■ Aim of the exercise ■
Would you restate word for word the lines of the listing, beginning at the first and ending with the line that holds "What is the"?

::::

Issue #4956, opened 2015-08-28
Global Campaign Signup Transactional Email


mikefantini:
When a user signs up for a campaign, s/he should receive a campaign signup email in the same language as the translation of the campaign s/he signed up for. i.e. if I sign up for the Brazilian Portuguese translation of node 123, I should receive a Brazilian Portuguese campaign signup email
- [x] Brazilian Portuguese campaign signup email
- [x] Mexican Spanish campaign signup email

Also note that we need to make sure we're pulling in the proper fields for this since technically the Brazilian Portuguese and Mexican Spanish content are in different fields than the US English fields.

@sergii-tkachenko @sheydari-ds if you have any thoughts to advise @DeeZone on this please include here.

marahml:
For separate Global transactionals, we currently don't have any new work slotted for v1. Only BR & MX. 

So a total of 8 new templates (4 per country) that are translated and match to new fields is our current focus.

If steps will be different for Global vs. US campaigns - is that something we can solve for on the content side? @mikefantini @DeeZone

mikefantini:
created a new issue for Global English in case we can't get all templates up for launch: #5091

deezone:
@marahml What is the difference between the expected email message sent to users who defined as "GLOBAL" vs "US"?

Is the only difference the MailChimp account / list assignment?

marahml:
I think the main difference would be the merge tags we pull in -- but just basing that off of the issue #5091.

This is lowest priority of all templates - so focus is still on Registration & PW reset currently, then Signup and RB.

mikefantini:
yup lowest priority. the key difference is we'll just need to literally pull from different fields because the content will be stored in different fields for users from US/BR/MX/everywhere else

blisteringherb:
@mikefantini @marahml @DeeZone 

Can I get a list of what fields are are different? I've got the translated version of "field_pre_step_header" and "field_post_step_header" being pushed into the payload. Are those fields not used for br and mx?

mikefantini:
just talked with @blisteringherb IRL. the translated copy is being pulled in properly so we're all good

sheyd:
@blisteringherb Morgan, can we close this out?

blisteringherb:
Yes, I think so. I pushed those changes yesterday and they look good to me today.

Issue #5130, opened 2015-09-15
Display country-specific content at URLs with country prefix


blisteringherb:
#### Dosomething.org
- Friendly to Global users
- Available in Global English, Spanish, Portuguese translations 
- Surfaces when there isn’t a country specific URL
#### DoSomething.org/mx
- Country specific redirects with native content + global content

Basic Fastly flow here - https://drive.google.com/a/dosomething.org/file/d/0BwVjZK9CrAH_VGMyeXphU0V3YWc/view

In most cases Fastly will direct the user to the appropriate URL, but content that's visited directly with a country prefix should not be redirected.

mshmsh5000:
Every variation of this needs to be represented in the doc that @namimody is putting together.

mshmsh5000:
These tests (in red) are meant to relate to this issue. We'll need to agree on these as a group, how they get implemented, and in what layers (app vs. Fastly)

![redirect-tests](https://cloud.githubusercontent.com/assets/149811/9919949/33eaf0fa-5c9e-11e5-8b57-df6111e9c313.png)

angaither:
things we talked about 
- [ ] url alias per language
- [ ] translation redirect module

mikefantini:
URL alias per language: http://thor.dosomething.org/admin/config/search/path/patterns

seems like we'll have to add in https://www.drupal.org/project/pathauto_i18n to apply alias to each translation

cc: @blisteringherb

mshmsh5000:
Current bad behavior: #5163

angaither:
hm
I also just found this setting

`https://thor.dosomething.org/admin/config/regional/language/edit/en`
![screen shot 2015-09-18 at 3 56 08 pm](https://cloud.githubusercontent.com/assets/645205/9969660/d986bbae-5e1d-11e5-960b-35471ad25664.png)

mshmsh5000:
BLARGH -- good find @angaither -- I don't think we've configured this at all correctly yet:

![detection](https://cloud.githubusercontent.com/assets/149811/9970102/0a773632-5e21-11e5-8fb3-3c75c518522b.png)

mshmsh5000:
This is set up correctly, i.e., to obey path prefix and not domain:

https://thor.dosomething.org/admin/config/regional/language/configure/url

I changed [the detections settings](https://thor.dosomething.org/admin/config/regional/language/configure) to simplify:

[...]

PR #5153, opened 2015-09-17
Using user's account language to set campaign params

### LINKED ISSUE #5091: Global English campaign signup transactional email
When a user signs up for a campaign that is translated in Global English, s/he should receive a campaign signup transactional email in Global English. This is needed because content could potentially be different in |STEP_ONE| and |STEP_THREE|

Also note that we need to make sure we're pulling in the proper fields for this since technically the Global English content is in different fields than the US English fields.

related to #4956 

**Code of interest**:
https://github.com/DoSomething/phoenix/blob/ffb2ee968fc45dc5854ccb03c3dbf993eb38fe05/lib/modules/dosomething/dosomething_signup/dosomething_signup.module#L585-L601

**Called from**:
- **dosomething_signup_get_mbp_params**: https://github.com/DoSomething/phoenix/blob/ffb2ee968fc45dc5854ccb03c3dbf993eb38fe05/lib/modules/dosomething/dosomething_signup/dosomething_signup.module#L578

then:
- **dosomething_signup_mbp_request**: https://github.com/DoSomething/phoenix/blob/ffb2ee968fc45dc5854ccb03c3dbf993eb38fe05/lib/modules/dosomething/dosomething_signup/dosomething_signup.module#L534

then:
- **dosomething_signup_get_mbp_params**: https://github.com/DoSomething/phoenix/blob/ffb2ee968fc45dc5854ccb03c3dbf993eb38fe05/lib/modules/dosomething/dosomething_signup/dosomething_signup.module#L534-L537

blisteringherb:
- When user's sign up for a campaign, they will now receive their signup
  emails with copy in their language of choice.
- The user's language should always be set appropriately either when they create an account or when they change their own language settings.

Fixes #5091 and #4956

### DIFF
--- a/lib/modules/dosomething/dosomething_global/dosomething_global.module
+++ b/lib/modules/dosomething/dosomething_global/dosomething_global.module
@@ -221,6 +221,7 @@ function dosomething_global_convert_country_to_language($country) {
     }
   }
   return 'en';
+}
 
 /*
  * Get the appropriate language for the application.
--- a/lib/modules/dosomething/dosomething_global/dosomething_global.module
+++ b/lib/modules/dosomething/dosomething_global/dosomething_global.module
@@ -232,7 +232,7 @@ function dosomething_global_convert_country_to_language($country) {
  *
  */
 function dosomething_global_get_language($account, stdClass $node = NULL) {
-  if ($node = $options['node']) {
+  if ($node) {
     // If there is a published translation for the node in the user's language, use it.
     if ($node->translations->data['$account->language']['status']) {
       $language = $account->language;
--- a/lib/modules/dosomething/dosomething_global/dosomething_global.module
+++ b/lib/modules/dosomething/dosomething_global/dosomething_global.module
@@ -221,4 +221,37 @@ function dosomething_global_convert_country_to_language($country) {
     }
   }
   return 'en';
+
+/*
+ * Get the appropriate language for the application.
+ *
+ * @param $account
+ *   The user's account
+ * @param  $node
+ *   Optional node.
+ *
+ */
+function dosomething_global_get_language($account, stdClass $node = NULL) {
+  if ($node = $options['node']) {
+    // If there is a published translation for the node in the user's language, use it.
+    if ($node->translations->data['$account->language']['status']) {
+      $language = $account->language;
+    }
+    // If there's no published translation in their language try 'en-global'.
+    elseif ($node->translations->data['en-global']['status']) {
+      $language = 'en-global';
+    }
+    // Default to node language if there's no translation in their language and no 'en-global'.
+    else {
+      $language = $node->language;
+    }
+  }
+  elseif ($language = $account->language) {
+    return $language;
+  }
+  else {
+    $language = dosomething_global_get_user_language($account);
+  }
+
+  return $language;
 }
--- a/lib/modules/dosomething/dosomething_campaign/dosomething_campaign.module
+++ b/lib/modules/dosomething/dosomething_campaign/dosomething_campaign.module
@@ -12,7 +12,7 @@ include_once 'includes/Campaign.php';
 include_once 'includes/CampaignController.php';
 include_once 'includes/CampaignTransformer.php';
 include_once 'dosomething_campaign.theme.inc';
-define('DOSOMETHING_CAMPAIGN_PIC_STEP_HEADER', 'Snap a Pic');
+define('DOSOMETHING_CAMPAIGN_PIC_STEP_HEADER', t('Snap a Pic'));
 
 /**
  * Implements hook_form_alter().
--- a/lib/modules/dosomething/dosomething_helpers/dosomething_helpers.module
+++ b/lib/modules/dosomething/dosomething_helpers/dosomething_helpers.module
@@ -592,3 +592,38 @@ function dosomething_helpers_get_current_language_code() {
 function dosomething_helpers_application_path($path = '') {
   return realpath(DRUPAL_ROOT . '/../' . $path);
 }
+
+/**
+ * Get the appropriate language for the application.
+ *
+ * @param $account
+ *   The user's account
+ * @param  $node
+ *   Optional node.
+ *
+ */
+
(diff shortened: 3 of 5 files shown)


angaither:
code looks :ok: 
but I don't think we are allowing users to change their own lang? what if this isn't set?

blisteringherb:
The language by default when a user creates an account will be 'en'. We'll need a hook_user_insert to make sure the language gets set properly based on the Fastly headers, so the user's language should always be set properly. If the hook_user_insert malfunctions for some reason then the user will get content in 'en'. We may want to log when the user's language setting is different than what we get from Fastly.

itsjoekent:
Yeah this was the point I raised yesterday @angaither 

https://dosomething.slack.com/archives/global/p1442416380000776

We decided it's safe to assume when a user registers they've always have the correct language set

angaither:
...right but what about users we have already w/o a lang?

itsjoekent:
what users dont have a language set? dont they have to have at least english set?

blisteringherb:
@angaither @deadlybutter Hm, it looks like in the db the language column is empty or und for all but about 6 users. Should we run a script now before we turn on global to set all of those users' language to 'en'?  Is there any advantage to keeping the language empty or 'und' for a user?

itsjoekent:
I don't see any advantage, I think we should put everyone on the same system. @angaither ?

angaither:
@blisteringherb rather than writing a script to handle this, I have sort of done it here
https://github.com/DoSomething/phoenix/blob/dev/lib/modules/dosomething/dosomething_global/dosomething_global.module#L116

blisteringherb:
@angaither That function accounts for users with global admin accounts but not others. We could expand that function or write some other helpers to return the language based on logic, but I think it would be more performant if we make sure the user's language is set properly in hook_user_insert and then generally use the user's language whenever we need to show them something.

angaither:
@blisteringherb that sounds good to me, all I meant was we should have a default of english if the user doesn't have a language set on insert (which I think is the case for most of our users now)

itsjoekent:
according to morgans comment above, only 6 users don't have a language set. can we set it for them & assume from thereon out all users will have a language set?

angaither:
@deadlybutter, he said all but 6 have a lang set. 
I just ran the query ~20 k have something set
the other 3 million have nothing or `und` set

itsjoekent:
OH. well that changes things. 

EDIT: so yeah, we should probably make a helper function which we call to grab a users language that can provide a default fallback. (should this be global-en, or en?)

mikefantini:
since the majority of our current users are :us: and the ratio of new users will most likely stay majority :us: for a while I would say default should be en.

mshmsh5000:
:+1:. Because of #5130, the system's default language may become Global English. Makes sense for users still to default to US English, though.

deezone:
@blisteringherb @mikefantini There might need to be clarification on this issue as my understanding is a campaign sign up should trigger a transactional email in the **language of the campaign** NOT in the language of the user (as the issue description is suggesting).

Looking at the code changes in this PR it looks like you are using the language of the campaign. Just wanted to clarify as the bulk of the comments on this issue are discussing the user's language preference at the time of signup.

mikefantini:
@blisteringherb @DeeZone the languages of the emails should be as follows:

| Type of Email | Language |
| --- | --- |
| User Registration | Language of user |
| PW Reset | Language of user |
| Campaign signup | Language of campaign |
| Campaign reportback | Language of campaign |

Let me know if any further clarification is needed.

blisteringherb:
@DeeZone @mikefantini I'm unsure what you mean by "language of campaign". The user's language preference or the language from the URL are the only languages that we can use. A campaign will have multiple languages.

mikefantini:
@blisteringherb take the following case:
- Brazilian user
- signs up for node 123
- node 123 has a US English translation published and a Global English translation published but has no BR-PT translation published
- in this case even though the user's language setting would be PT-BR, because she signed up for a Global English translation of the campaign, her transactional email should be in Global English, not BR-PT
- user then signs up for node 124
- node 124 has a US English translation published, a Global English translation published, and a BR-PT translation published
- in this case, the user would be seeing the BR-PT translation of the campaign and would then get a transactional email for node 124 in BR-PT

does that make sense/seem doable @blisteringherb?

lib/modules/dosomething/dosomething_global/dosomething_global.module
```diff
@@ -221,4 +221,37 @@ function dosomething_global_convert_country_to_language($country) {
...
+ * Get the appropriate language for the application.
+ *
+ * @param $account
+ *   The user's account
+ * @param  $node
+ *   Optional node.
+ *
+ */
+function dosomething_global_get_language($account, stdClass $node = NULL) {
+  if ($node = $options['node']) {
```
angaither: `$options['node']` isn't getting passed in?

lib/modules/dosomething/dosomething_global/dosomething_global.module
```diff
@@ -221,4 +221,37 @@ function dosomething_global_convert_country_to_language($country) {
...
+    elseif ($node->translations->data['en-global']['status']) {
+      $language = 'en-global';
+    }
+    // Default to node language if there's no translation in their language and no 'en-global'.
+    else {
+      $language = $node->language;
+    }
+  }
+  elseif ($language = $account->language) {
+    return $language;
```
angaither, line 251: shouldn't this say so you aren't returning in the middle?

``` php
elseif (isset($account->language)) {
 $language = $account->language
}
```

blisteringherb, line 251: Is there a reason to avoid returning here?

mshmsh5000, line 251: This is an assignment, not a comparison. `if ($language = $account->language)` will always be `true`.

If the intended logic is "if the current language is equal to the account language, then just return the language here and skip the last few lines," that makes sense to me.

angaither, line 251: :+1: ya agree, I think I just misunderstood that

::::

■ Problem solution ■
Issue #4956, opened 2015-08-28
Global Campaign Signup Transactional Email


mikefantini:
When a user signs up for a campaign, s/he should receive a campaign signup email in the same language as the translation of the campaign s/he signed up for. i.e. if I sign up for the Brazilian Portuguese translation of node 123, I should receive a Brazilian Portuguese campaign signup email
- [x] Brazilian Portuguese campaign signup email
- [x] Mexican Spanish campaign signup email

Also note that we need to make sure we're pulling in the proper fields for this since technically the Brazilian Portuguese and Mexican Spanish content are in different fields than the US English fields.

@sergii-tkachenko @sheydari-ds if you have any thoughts to advise @DeeZone on this please include here.

marahml:
For separate Global transactionals, we currently don't have any new work slotted for v1. Only BR & MX. 

So a total of 8 new templates (4 per country) that are translated and match to new fields is our current focus.

If steps will be different for Global vs. US campaigns - is that something we can solve for on the content side? @mikefantini @DeeZone

mikefantini:
created a new issue for Global English in case we can't get all templates up for launch: #5091

deezone:
@marahml What is the difference between the expected email message sent to users who defined as "GLOBAL" vs "US"?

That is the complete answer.